Objective: This paper will present the construction of this new type of cost index, based on cost cognitive cues and will discuss how to combine this type of measure with current information on price and cost. Traditional measures used to assess responses of agents to monetary value of goods and services are prices and costs. These prices can be changed in order to take into account psychological effects of a measure on a consumer, but they will still be measured by traditional objective price and cost information collected through official agencies or company surveys. In health care, net price to consumer reflects very poorly the information used by either the patient or his physician.
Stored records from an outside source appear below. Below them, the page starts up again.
PR #2196, opened 2026-06-16
SubCFGFormation: fall back to work-item loops when a kernel has no exit

maleadt:
canHandleKernel() only checked for barriers, so a kernel that has a barrier but no exit block (an infinite loop like for(;;)) was still handed to CBS. formSubCfgs() then takes the "Invalid kernel! No kernel exits!" path and calls llvm_unreachable, which lowers to a trap without assertions.

The work-item loops generator already compiles these kernels (the regression/infinite_loop test relies on it), and the chooser already sends barrier-free kernels there. Send kernels with no exit block there too.

Fixes the failure seen in https://github.com/pocl/pocl/pull/2194


pjaaskel (approved):
Thanks!

PR #2197, opened 2026-06-16
WorkitemHandlerChooser: keep the chosen handler stable

maleadt:
The work-item handler is chosen once, before any kernel transformation, and the whole work-group pipeline commits to it. As a plain cached analysis it could be recomputed mid-pipeline: ImplicitLoopBarriers adds implicit barriers (for the work-item-loops path) that flip hasWorkgroupBarriers(), so a recompute picks CBS for a kernel originally classified LOOPS. Whether that recompute happens is incidental, environment-dependent cache invalidation -- which surfaced regressions on some hosts but not others. Pin the result so it is never invalidated.

I think this is the reason https://github.com/pocl/pocl/pull/2196 happened on https://github.com/pocl/pocl/pull/2194 but not on main.

### DIFF
--- a/lib/llvmopencl/WorkitemHandlerChooser.cc
+++ b/lib/llvmopencl/WorkitemHandlerChooser.cc
@@ -109,12 +109,18 @@ WorkitemHandlerChooser::run(llvm::Function &F,
 }
 
 bool WorkitemHandlerResult::invalidate(
-    llvm::Function &F, const llvm::PreservedAnalyses PA,
-    llvm::AnalysisManager<llvm::Function>::Invalidator &Inv) {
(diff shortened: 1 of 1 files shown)


linehill:
In out private branch we have made the work-item (WI) method selection sticky. Also, the selector is no longer an analysis pass so our approach to remember the chosen WI method is to store it in a function attribute. Once the work in the private branch is good enough, we pull it on the main branch.

That said, the patch is so small that I don't think its a big deal to pull it in.

linehill (approved):
LGTM. 

Let's pull this in after the CI issues have been solved which probably means pulling #2196 first.

PR #2198, opened 2026-06-16
cmake: gate the SIGFPE handler on x86-64, not all x86

maleadt:
The SIGFPE handler (lib/CL/devices/signal_handlers.c) skips the faulting floating-point instruction from within the handler, which is implemented only for x86-64: the relevant code, including pocl_ignore_sigfpe_for_thread(), is guarded by `#ifdef __x86_64__`. The CMake default was gated on X86, which also matches 32-bit x86 (i686). There the option defaulted on, so the pthread scheduler compiled its `#ifdef ENABLE_SIGFPE_HANDLER` call to pocl_ignore_sigfpe_for_thread(), which has no definition on i686.

This stays latent while the CPU driver is a separate dlopen()ed module (shared objects tolerate undefined symbols), but breaks linking once the driver is linked into libpocl (ENABLE_LOADABLE_DRIVERS=OFF): the poclcc and example executables then fail with
`undefined reference to pocl_ignore_sigfpe_for_thread`.


maleadt:
CI failure unrelated, fixed in https://github.com/pocl/pocl/pull/2196.

franz (approved):

PR #2205, opened 2026-06-23
Fix EmitPrintf.cc compilation with LLVM 23.0

woodychow:
This change fixes a compilation error in EmitPrintf.cc due to a constructor signature change for llvm::DataExtractor in the modern LLVM project (which added the 2-argument constructor and removed the 3-argument one): https://github.com/llvm/llvm-project/commit/7319a3c

An LLVM version guard is added in EmitPrintf.cc because LLVM versions before 23 do not have a 2-argument constructor for llvm::DataExtractor (see https://github.com/llvm/llvm-project/blob/release/17.x/llvm/include/llvm/Support/DataExtractor.h). The 2-argument constructor is supported in LLVM 23.0 (see https://github.com/llvm/llvm-project/blob/main/llvm/include/llvm/Support/DataExtractor.h).

### DIFF
--- a/lib/llvmopencl/EmitPrintf.cc
+++ b/lib/llvmopencl/EmitPrintf.cc
@@ -399,7 +399,11 @@ static void processConstantStringArg(StringData *SD, IRBuilder<> &Builder,
                                      SmallVectorImpl<Value *> &WhatToStore) {
   std::string Str(SD->Str.str() + '\0');
 
+#if LLVM_MAJOR >= 23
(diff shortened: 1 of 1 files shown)


woodychow:
~I still have some LLVM 22/23 compile fixes. I will send out PRs for them soon. Thanks!~

Actually, https://github.com/pocl/pocl/pull/2204 covers them. Nice.

franz (approved):

PR #2206, opened 2026-06-23
Fix floating point to normalized integer rounding in pocl_image_util.c

woodychow:
This change implements true round-to-nearest-even (RTE) rounding for float-to-normalized-integer image conversions in pocl_image_util.c by using rintf instead of truncation (which was performed via direct integer casts). See: https://registry.khronos.org/OpenCL/specs/unified/html/OpenCL_C.html#converting-floating-point-values-to-normalized-integer-channel-data-types

A comprehensive unit test is added to test both round-up-to-even and round-down-to-even halfway cases across all OpenCL-supported normalized formats (signed/unsigned 8 and 16-bit integers).

### DIFF
--- a/lib/CL/pocl_image_util.c
+++ b/lib/CL/pocl_image_util.c
@@ -25,6 +25,7 @@
 #include "assert.h"
 #include "pocl_cl.h"
 #include "pocl_cl_half_util.h"
+#include <math.h>
 
 cl_int pocl_opencl_image_type_to_index (cl_mem_object_type  image_type)
 {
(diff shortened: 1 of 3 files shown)


franz (changes requested):
LGTM overall, however there are some missing things:

1) the test needs to be added to `tests/runtime/CMakeLists.txt` so that it's actually built & run

2) PoCL compiled with ENABLE_CONFORMANCE supports less image formats than the non-conformant build. So clCreateImage can fail with CL_INVALID_OPERATION or CL_INVALID_IMAGE_FORMAT_DESCRIPTOR in which case it should skip the test.

woodychow:
Updated. Please take another look. Thanks!

franz (approved):
LGTM, test is passing now

PR #2210, opened 2026-06-24
Add half (fp16) conversion functions

woodychow:
Add explicit type conversion functions (e.g. convert_halfN, convert_typeN(halfN)) between half (fp16) types and other OpenCL C types.

Why this patch is needed:
1. convert_type.py needs to map OpenCL C 'half' vector boolean comparisons to 'shortN' (16-bit signed vector types) instead of 'intN' (32-bit vector types) to comply with the OpenCL C specification for relational operators on 16-bit float vectors.
   See: https://registry.khronos.org/OpenCL/specs/3.0-unified/html/OpenCL_C.html#relational-and-logical-operators
2. It generates explicit convert_half*() and convert_*_sat_*(half*) conversion functions.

Methodology: The type of information used in this index is described in verbal terms, can use monetary values, but not always. Measures are based on thresholds and intervals that represent decisions’ shifts, not represented by traditional distance measurement. New weighting systems within cost cues and between modules of cost cues are also used, based on market survey research techniques such as conjoint analysis (or other statistical procedures that are used to test judgment analysis designs)

Results: The current development of the index is based on results from the pilot study from the allergy study on a European health care system and a disease economic model tested on NAMCS US data. The methodology integrates stated and revealed physicians’ preference with the new type of cost information. Validation stages are currently in process in the US with new sets of data and some results on sources of biases will be presented (for instance, the existence of systematic bias between internet and mail surveys).

Conclusions: This paper aims to propose an integration of implicit cost information in current measurement systems of price and cost of health care, when current accounting systems are insufficient to forecast health care expenditures. Such conditions for instance refer to economic change or periods of transitions that totally modify the relative cost structure and economics of both providers and patients.